___ Supplied data ___

PR #1370, opened 2026-07-21
refactor: `useResolvedProps` take control instances + related cleanup

agurtovoy:
Decouple `useResolvedProps` from the `useControlInstances` hook.

### DIFF
--- a/packages/runtime/src/runtimes/react/hooks/use-resolved-props.ts
+++ b/packages/runtime/src/runtimes/react/hooks/use-resolved-props.ts
@@ -12,7 +12,6 @@ import { useResourceResolver } from './use-resource-resolver'
 import { type StylesheetFactory } from '../stylesheet-factory'
 import { propErrorHandlingProxy } from '../utils/prop-error-handling-proxy'
 
-import { useControlInstances } from './use-control-instances'
 import { useResolvableRecord } from './use-resolvable-record'
 
 type CacheItem = {
@@ -22,24 +21,25 @@ type CacheItem = {
 }
 
 export function useResolvedProps({
+  elementKey,
   propDefs,
   propData,
-  elementKey,
+  controlInstances,
   stylesheetFactory,
 }: {
+  elementKey: string
   propDefs: Record<string, ControlDefinition>
   propData: Record<string, Data>
-  elementKey: string
+  controlInstances: Record<string, ControlInstance> | null
   stylesheetFactory: StylesheetFactory
 }): Record<string, unknown> {
   const resourceResolver = useResourceResolver()
-  const controls = useControlInstances(elementKey)
 
   const cache = useRef<Record<string, CacheItem>>({}).current
   const resolveProp = useCallback(
     (def: ControlDefinition, propName: string) => {
       const data = propData[propName]
-      const control = controls?.[propName]
+      const control = controlInstances?.[propName]
 
       if (
         cache[propName] != null &&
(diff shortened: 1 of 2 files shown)


packages/runtime/src/runtimes/react/hooks/use-resolved-props.ts
```diff
@@ -22,24 +21,25 @@ type CacheItem = {
...
   propData,
-  elementKey,
+  controlInstances,
   stylesheetFactory,
 }: {
+  elementKey: string
   propDefs: Record<string, ControlDefinition>
   propData: Record<string, Data>
-  elementKey: string
+  controlInstances: Record<string, ControlInstance> | null
```
agurtovoy, line 33: Added `controlInstances` param, moved `elementKey` to the top.

packages/runtime/src/runtimes/react/hooks/use-resolved-props.ts
```diff
@@ -59,7 +59,7 @@ export function useResolvedProps({
       cache[propName] = { data, control, resolvedValue }
       return resolvedValue
     },
-    [controls, propData, resourceResolver, stylesheetFactory],
+    [propData, cache, resourceResolver, controlInstances, stylesheetFactory],
```
agurtovoy, line 62: Add `cache` to this hook's deps.

packages/runtime/src/runtimes/react/hooks/use-resolved-props.ts
```diff
@@ -68,21 +68,23 @@ export function useResolvedProps({
         const defaultValue = (def.config as any)?.defaultValue
         return propErrorHandlingProxy(resolveProp(def, propName), defaultValue, error => {
           console.warn(
-            `Error reading value for prop "${propName}", falling back to \`${defaultValue}\`.`,
+            `Error reading value for prop "${propName}" of element ${elementKey}, falling back to \`${defaultValue}\`.`,
```
agurtovoy, line 71: Add element key to the prop resolution error message.

packages/runtime/src/runtimes/react/hooks/use-resolved-props.ts
```diff
@@ -68,21 +68,23 @@ export function useResolvedProps({
...
   const props = useResolvableRecord(resolvables)
 
   // no need to call `triggerResolve` on the server, all the resources should already be in
   // the host API client's cache (populated from the snapshot's cache)
   useEffect(() => {
-    props.triggerResolve()
-  }, [props])
+    props.triggerResolve().catch(err => {
+      console.log(`Error while resolving props for element ${elementKey}`, err)
+    })
```
agurtovoy, line 86: `props.triggerResolve()` is async, handle any potential errors.

bc-drew-cutchins (approved):
For my own learning: why was this coupling undesired in this case?

agurtovoy:
@bc-drew-cutchins Great question. I'm using `useResolvedProps` to determine which element props have changed while user is editing an RSC component. Most of the prop resolution logic resides in a control instance's `resolveValue` method, and I was playing with the idea of proxying that call, and the implicit dependency on `useControlInstances` was getting in the way. I ultimately took a different approach to the larger problem, but decided to keep the refactoring as it makes the code more amendable to future experiments along these lines.

bc-drew-cutchins:
> @bc-drew-cutchins Great question. I'm using `useResolvedProps` to determine which element props have changed while user is editing an RSC component. Most of the prop resolution logic resides in a control instance's `resolveValue` method, and I was playing with the idea of proxying that call, and the implicit dependency on `useControlInstances` was getting in the way. I ultimately took a different approach to the larger problem, but decided to keep the refactoring as it makes the code more amendable to future experiments along these lines.

That makes sense, thanks!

___

How to complete this task: Determine the number of lines in these entries that contain the word "drew", and write only that number.

Answer section: 4